Capitulo 2 — Sin definición

Términe el jardín, y comencé la primaria, con la extraña incomodidad de los zapatos nuevos, rígidos y duros, que me hacían caminar de forma torpe y muy consciente de mis propios pies. Eran un peso que se sumaba a la responsabilidad. Llevaba la mochila rosa, un objeto que se sentía desproporcionadamente grande y pesada sobre mis hombros pequeños, casi inclinándome hacia atrás bajo su volumen. Aquel primer día, el aire en los pasillos infinitos de la escuela olía a una promesa de papel y mina, un aroma penetrante de libros nuevos, aún sin usar, y lápices recién afilados que prometían mundos enteros por descubrir en cada página. Era el olor de lo desconocido. Yo me sentí invadida por una mezcla inquieta de emoción por la novedad que se abría ante mí y un temor dulce, suave, pero constante y persistente: iba a estar rodeada de rostros desconocidos, de reglas nuevas, en un mundo mucho más grande que el patio de mi casa, un lugar que aún no sabía cómo nombrar ni cómo recorrer sin tropezar. Era la primera vez que la vida me sacaba de la burbuja protectora familiar, y el mundo se sentía vasto y sin un mapa claro. Me sentaba en el pupitre, agarrando con fuerza los bordes de la mesa.
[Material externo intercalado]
PR #57742, opened 2026-06-15
Introduce `ActiveJob::DeserializationError::RecordNotFound`

rosa:
### Motivation / Background

We've run into a problem with one of our email delivery jobs for our HEY email service a couple of times, where the job is discarded due to a transient networking issue when connecting to our DB.
```
Discarded Entry::DelayedDeliveryJob (Job ID: c690f56a-1bb9-412f-be1a-f1dbc37b801c) 
due to a ActiveJob::DeserializationError (Error while trying to deserialize arguments: 
Trilogy::QueryError: trilogy_read_row: TRILOGY_TRUNCATED_PACKET).
```

We have alerts for pending deliveries, so we've located those, and re-enqueued a new job for the record that failed to be deserialised due to the `TRILOGY_TRUNCATED_PACKET` error. 

For this job in particular, we use 
```ruby
  discard_on ActiveJob::DeserializationError
```
because the underlying record is often deleted before the job is executed, as this powers the _Undo send_ feature in HEY, so that's a legit case. We don't want to discard the job when a transient networking error happens, though; we just want to retry normally. However, `ActiveJob::DeserializationError` wraps _any_ error that happens during deserialization, not just missing records, even though the `ApplicationJob` template suggests this is the only reason and encourages you to discard on that exception with this comment: 

```ruby
# Most jobs are safe to ignore if the underlying records are no longer available
# discard_on ActiveJob::DeserializationError
```

Searching online about previous discussions on this, I came across this post by @gravitystorm in the Ruby on Rails forums: [Is `discard_on ActiveJob::DeserializationError` a footgun?](https://discuss.rubyonrails.org/t/is-discard-on-activejob-deserializationerror-a-footgun/88442), where he describes the situation perfectly:

> So if you enable `discard_on ActiveJob::DeserializationError` and you have a short network outage, all your legitimate pending jobs could be instantly and silently discarded. Which is probably not what you want?

This PR is a possible solution to this, backwards-compatible and without breaking changes. 

### Detail

This PR introduces a new  `ActiveJob::DeserializationError::RecordNotFound` exception. This new exception extends `ActiveJob::DeserializationError`  but is raised only when deserialization fails because a record is missing. It uses the new `GlobalID::Locator.fetch` introduced in https://github.com/rails/globalid/pull/206. 

In this way, existing handlers for `ActiveJob::DeserializationError` will continue to work in the same way, but jobs can now instead handle `ActiveJob::DeserializationError::RecordNotFound` to ensure any other kind of issue while deserialising jobs doesn't result in the job being discarded:

```ruby
discard_on ActiveJob::DeserializationError::RecordNotFound
```

**Note**: jobs that set `discard_on ActiveRecord::RecordNotFound`, which could be raised both during deserialization or within `perform`, would now get  `ActiveJob::DeserializationError::RecordNotFound` for missing records during deserialization, so they would need to discard both errors if that's what they actually need: 
```ruby
discard_on ActiveRecord::RecordNotFound, ActiveJob::DeserializationError::RecordNotFound
```

### Checklist

### DIFF
--- a/activejob/lib/active_job/arguments.rb
+++ b/activejob/lib/active_job/arguments.rb
@@ -12,6 +12,24 @@ module ActiveJob
       super("Error while trying to deserialize arguments: #{$!.message}")
       set_backtrace $!.backtrace
     end
+
+    # Raised when arguments couldn't be deserialized because a record they
+    # reference through a Global ID no longer exists, most likely because it
+    # was deleted after the job was enqueued.
+    #
+    # Jobs whose arguments may legitimately reference deleted records can
+    # discard this error:
+    #
+    #   class SearchIndexingJob < ApplicationJob
+    #     discard_on ActiveJob::DeserializationError::RecordNotFound
+    #   end
+    #
+    # Unlike its parent class, it isn't raised for other errors that may occur
+    # while deserializing arguments, such as transient database connectivity
+    # failures, where the referenced record may still exist and a retry could
+    # succeed.
+    class RecordNotFound < DeserializationError
+    end
   end
 
   # Raised when an unsupported argument type is set as a job argument. We
@@ -81,6 +99,8 @@ module ActiveJob
     # GlobalID.
     def deserialize(arguments)
       arguments.map { |argument| deserialize_argument(argument) }
+    rescue GlobalID::Locator::RecordNotFound
+      raise DeserializationError::RecordNotFound
     rescue
       raise DeserializationError
     end
@@ -130,7 +150,7 @@ module ActiveJob
       end
 
       def deserialize_global_id(hash)
-        GlobalID::Locator.locate hash[GLOBALID_KEY]
+        GlobalID::Locator.fetch hash[GLOBALID_KEY]
       end
 
       def custom_serialized?(hash)
--- a/Gemfile.lock
+++ b/Gemfile.lock
@@ -47,7 +47,7 @@ PATH
       rails-html-sanitizer (~> 1.7)
     activejob (8.2.0.alpha)
       activesupport (= 8.2.0.alpha)
-      globalid (>= 0.3.6)
+      globalid (>= 1.4.0)
     activemodel (8.2.0.alpha)
       activesupport (= 8.2.0.alpha)
     activerecord (8.2.0.alpha)
@@ -221,7 +221,7 @@ GEM
     fugit (1.11.1)
       et-orbi (~> 1, >= 1.2.11)
       raabro (~> 1.4)
-    globalid (1.2.1)
+    globalid (1.4.0)
       activesupport (>= 6.1)
     google-apis-core (0.15.1)
       addressable (~> 2.5, >= 2.5.1)
@@ -830,7 +830,7 @@ CHECKSUMS
   ffi (1.17.1-x86_64-linux-gnu) sha256=8c0ade2a5d19f3672bccfe3b58e016ae5f159e3e2e741c856db87fcf07c903d0
   ffi-compiler (1.3.2) sha256=a94f3d81d12caf5c5d4ecf13980a70d0aeaa72268f3b9cc13358bcc6509184a0
   fugit (1.11.1) sha256=e89485e7be22226d8e9c6da411664d0660284b4b1c08cacb540f505907869868
-  globalid (1.2.1) sha256=70bf76711871f843dbba72beb8613229a49429d1866828476f9c9d6ccc327ce9
+  globalid (1.4.0) sha256=037f12fbf1d9d7a014d501c2d5c77356fd4ddd96d7a7991d6700bba96706f427
   google-apis-core (0.15.1) sha256=91484122791af5b2f3d3f4297912748febe2b5d704d04ad54cbf5df87339a71a
   google-apis-iamcredentials_v1 (0.22.0) sha256=38c1de913d541802398841a124bb5592f1bae71119b5aede5369647eee7a3dad
   google-apis-storage_v1 (0.49.0) sha256=48b45e448fbfb6dda538be4a77ec955009ab7aaaf77aa660459e4691a7187ca2
--- a/actionmailbox/app/jobs/action_mailbox/incineration_job.rb
+++ b/actionmailbox/app/jobs/action_mailbox/incineration_job.rb
@@ -12,7 +12,7 @@ module ActionMailbox
   class IncinerationJob < ActiveJob::Base
     queue_as { ActionMailbox.queues[:incineration] }
 
-    discard_on ActiveRecord::RecordNotFound
+    discard_on ActiveRecord::RecordNotFound, ActiveJob::DeserializationError::RecordNotFound
 
     def self.schedule(inbound_email)
       set(wait: ActionMailbox.incinerate_after).perform_later(inbound_email)
--- a/actionmailer/test/message_delivery_test.rb
+++ b/actionmailer/test/message_delivery_test.rb
@@ -238,6 +238,12 @@ class MessageDeliveryTest < ActiveSupport::TestCase
       raise "boom, missing find"
     end
 
+    # GlobalID::Locator.fetch, used during argument deserialization, looks
+    # records up through a non-raising finder, so blow up here too.
+    def self.where(id:)
+      raise "boom, missing find"
+    end
+
     attr_reader :id
     def initialize(id = 1)
       @id = id
@@ -256,7 +262,8 @@ class MessageDeliveryTest < ActiveSupport::TestCase
     # on the mailer class.
     assert_nothing_raised { message.deliver_later }
     assert_equal DelayedMailer, DelayedMailer.last_rescue_from_instance
-    assert_equal "Error while trying to deserialize arguments: boom, missing find", DelayedMailer.last_error.message
+    assert_match "Error while trying to deserialize arguments:", DelayedMailer.last_error.message
+    assert_match "boom, missing find", DelayedMailer.last_error.message
   end
 
   test "allows for keyword arguments" do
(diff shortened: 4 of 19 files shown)


activejob/lib/active_job/arguments.rb
```diff
@@ -12,6 +13,23 @@ def initialize # :nodoc:
...
+    # discard this error:
+    #
+    #   class SearchIndexingJob < ApplicationJob
+    #     discard_on ActiveJob::DeserializationError::RecordNotFound
+    #   end
+    #
+    # Unlike its parent class, it isn't raised for other errors that may
+    # occur while deserializing arguments, such as transient database
+    # connectivity failures, where the referenced record may still exist,
+    class RecordNotFound < DeserializationError
```
byroot, line 31: While this make sense to preserve backward compatibility, that doesn't solve the footgun.

byroot (commented):
I think taking a block might be easier. Unfortunately `discard_on` already takes a block and doesn't care about the return value.

Perhaps:

```ruby
discard_on ActiveJob::DeserializationError, unless: (_job, error) -> { !error.cause.is_a?(ActiveRecord::RecordNotFound) }
```

activejob/lib/active_job/arguments.rb
rosa: Right, well, it does for people who move their `discard_on` declarations to use this new exception, and for people starting out new. 

My first take on this was different and changed the behaviour of `DeserializationError` itself, making it be only about missing records. This solves the footgun for everyone, but it's also misleading and arguably wrong, because a _deserialization_ error is an error deserializing, it doesn't need to be a missing record. The current behaviour is correct, despite being a footgun.

rosa:
> think taking a block might be easier. Unfortunately `discard_on` already takes a block and doesn't care about the return value.
> 
> Perhaps:
> 
> ```ruby
> discard_on ActiveJob::DeserializationError, unless: (_job, error) -> { !error.cause.is_a?(ActiveRecord::RecordNotFound) }
> ```

Do you suggest adding `unless` and `if` arguments, callback-style, to `discard_on`? And then propose using this in the template instead? I'm good with that, though it has the same problem as the solution proposed here, no? Keeps backwards compatibility but doesn't solve the footgun. 

I like this approach because it doesn't require that Active Record registers any exceptions, and I'm ok with just solving the problem going forward or for people who actively switch to this.

byroot:
Right sorry, I now realize I slightly misinterpreted the premises. I now get that the end goal is:

```ruby
discard_on ActiveJob::DeserializationError::RecordNotFound
```

That said, I still do think we should make it easy to match on the cause

```ruby
discard_on cause: ActiveRecord::RecordNotFound
# or
discard_on ActiveRecord::RecordNotFound, cause: true
```

Or even just match the cause by default?

```ruby
discard_on ActiveRecord::RecordNotFound
```

But perhaps you specifically want to also ensure it's  a deserialization error too?

```ruby
discard_on ActiveJob::DeserializationError, cause: ActiveRecord::RecordNotFound
```

rosa:
You need to make sure it's a `ActiveJob::DeserializationError` because an `ActiveRecord::RecordNotFound` exception could be raised within the regular job (in `perform`), not just on argument deserialization 🤔 So it needs to be a specific exception for that. I think having a `cause` option would make sense as well!

gravitystorm:
I like the original suggestion of something like `ActiveJob::DeserializationError::RecordNotFound`, since it would be the same code in the job, no matter which backend ActiveJob is configured with.

If it needs an explicit, backend-specific, exception specified (e.g. `ActiveRecord::RecordNotFound` in the `cause`) then the documentation becomes more complex too - since the job code would need to become tied to the backend chosen.

byroot:
> I like the original suggestion

Dunno. I understand where it's coming from, but to me it's extra global configuration because `discard_on` isn't quite flexible enough.

I tend to prefer a little callback / local configuration over global configuration you need to know about.

That being said, GlobalID arguments pointing to now deleted records is quite a common issue and it definitely would be worth having an happy path for it, I'm just not entirely convinced that is it.

rosa:
Honestly, I'm ok with any solution as long as we can fix this. The `cause` argument seemed fine (though a bit obscure perhaps? it's not something used in other exception handlers in Rails I don't think 🤔), and so did the `if`/`unless` options. The original proposed solution includes new global configuration but Rails users don't need to worry about it, only alternative ORM authors would need to, to register their own exception there, so it's something that almost nobody needs to know about.

byroot:
I wonder if we even need a configuration thought. I need to check the code, but I think we know when we're looking up a global ID. We could just base it off that.

byroot:
Yep: https://github.com/rails/rails/blob/2987d46f6d6c5bd621d9f2d0a591b756ca404760/activejob/lib/active_job/arguments.rb#L85

Pretty sure we can achieve the same thing with no configuration and just a single line change.

rosa:
Hmm... Do you mean perhaps calling `GlobalID::Locator.locate_many` instead of `GlobalId::Locator#locate`, to avoid the `ActiveRecord::RecordNotFound` raised by `model_class#find`, and then handling the case that no results are returned? Here: 
https://github.com/rails/rails/blob/2987d46f6d6c5bd621d9f2d0a591b756ca404760/activejob/lib/active_job/arguments.rb#L132-L134

That could work, combined with the new `ActiveJob::DeserializationError::RecordNotFound` exception, though it'd be more than one line change, but yes.

rosa:
To be clear, we can't just raise that exception when we're locating a global ID, because that has the same problem as the current approach: locating a global ID might raise because the record doesn't exist (`ActiveRecord::RecordNotFound`) or because there's any other problem with the DB, usually transient (eg. the `Error while trying to deserialize arguments: 
Trilogy::QueryError: trilogy_read_row: TRILOGY_TRUNCATED_PACKET` that prompted this PR).

byroot:
Indeed, but I'd prefer if we had GlobalID figure out the difference between the record not being found and transient errors.

It may end up being not super different from your current patch, I think it'd be cleaner at that layer.

rosa:
> Indeed, but I'd prefer if we had GlobalID figure out the difference between the record not being found and transient errors.

I think, from the GlobalID perspective, the difference is clear. `GlobalId::Locator#locate` already raises different exceptions when the record is not found vs. transient errors. It's Active Job the one that wraps all of them under the same `DeserializationError` exception. So, GlobalID does the right thing already. I'm not sure how we could change GlobalID to fix this. It seems we need to change how we use GlobalID, rather, thus the change to `locate_many`?

byroot:
> So, GlobalID does the right thing already.

I wouldn't say that. GlobalID calls an ActiveRecord-Like API and let whichever underlying exception bubble up, which in my book is a bad thing, because now you have no clue what `GlobalID.locate` may raise, it's a leaky abstraction.

It would be better if `GlobalID.locate` would raise one of two errors:

  - That ID is no longer valid, won't ever work
  - Something happened, try again later.

Which is essentially what you are doing here in AJ, but I think it would be better done at the GlobalID layer.

rosa:
Got it, so, you propose that `GlobalID.locate` raises two own errors, such as 
```
GlobalID::RecordNotFound
GlobalID::RecordFindException # or GlobalID::RecordLocationError or something else like this
```
The problem is that this is a big breaking change, as I assume people everywhere are already handling `ActiveRecord::RecordNotFound` after calling `locate`, all over the place 🤔

byroot:
> so, you propose that `GlobalID.locate` raises two own errors

Yes, I think it would be much better design.

> The problem is that this is a big breaking change,

Indeed, but I don't think it's that much of a problem. We can either bump the version to a new major, and there isn't hat many globalid consumers: https://rubygems.org/gems/globalid/reverse_dependencies, or just make that a new, purely additive API.

rosa:
Cool! I'll do that, will probably go for the new, purely additive API, if I can think of a nice name 🤔 Thanks!

rosa:
Finally opened the PR in GlobalID: https://github.com/rails/globalid/pull/206

williantenfen:
@rosa Hi, I was following this for learning more about Rails internals. If you dont mind I had a PR https://github.com/rosa/rails/pull/7 for your branch with changes to use new globalID API. Not sure if is right... 
feel free to close it if not.. 🙈 
sorry If I'm getting on the way..
thanks 👋

rosa:
Hey @williantenfen thanks! That looks mostly good 😊

williantenfen:
> Hey @williantenfen thanks! That looks mostly good 😊

great, appreciate any comments I could work on to improve 😊 - if not thats fine as well, I will just keep following to see how this ends... thanks...

rosa:
@byroot, this is ready I think. There's a small wrinkle I hadn't realised until switching to the new version of `globalid` and the new method: some jobs might have been using `discard_on ActiveRecord::RecordNotFound` (like jobs in Rails's own frameworks, like Active Storage or Action Mailbox), which would cover both deserialization and `perform`. Since we wouldn't be using Active Record's `find` under the hood anymore, `ActiveRecord::RecordNotFound` won't be raised for records not found during deserialization, so jobs would start to fail with `ActiveJob::DeserializationError::RecordNotFound` instead of being discarded. This is a breaking change, or at least a change in behaviour. I think it's a good change, though, because discarding on `ActiveRecord::RecordNotFound` is, in many cases, not what you want, but it's something to point out in any case. Maybe in the upgrade guide, besides the CHANGELOG?

byroot:
> in many cases, not what you want, but it's something to point out in any case.

Yeah, I think it's a positive change, as you very well may want to distinguish both.

I think the breakage is limited as essentially it will just create some noise until you update the `discard_on`, not actually breaking a functionality. So I'm fine with just pointing it out in the changelog.

rosa:
Perfect! Then this should be ready.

Y entonces, sin previo aviso ni ceremonia alguna, en medio del murmullo general y el caos ordenado del aula, donde cincuenta niños trataban de encontrar su lugar, llegó él. Su entrada no fue ruidosa, sino una presencia que, de alguna manera, reordenó el aire.

Se llamaba Mateo, un nombre que me tomó más tiempo del que debería grabar en la tapa de mis cuadernos, como si mi mente supiera que era una palabra importante y no quisiera soltarla o escribirla mal. Tenía el cabello indomable, que se negaba a quedarse quieto y le caía en mechones revoltosos sobre la frente, obligándolo a soplar ligeramente para verlo mejor. Y tenía unos ojos hermosos, tan vastos y profundos como el color del mar en un día despejado de verano, que parecían contener el cielo. Eran unos ojos que parecían mirarlo todo, con una calma que no era propia de un niño de seis años. Se sentaba dos bancos por delante del mío, y esa corta distancia entre nosotros se sentía a la vez inmensa, infranqueable por la timidez, y demasiado cercana, porque solo levantar la vista ya lo encontraba. A veces, sin buscarlo, sentía su mirada fija en mí por unos segundos, como una caricia silenciosa que me calentaba la nuca y me obligaba a enderezar la postura, justo mientras la maestra dictaba las primeras letras grandes y redondas en el pizarrón verde. En esos momentos, toda mi concentración para copiar la tarea, para seguir la línea, se desvanecía por completo en el aire, reemplazada por la sensación de ser vista.

Cuando sus ojos finalmente me encontraron, en ese cruce fugaz de pupilas infantiles que no mienten, yo no entendía la sacudida interna, esa electricidad extraña que recorría mi cuerpo desde el estómago hasta el pecho. No sabía explicar por qué el recreo, que siempre duraba tan poco para todos los juegos, parecía expandirse en el tiempo, haciéndose eterno, cuando me hablaba, cuando su voz se dirigía a mí, era como si las manecillas del reloj se hicieran lentas solo para nosotros dos, no hablabamos mucho ni jugabamos en todo el recreo, porque cada uno teniamos a nuestro grupo de amigos, pero aún así, él hacía que todo a mi alrededor se moviera a otro ritmo, a una cadencia más pausada y significativa. Era un hechizo sutil.

Un día, en un momento de pausa en la clase de dibujo, mientras yo luchaba con una mancha de lápiz que parecía imposible de borrar, con la naturalidad de quien presta un tesoro de gran valor y no espera nada a cambio, me extendió su goma de borrar, pulcra y nueva. La miré y la acepté con una reverencia interna.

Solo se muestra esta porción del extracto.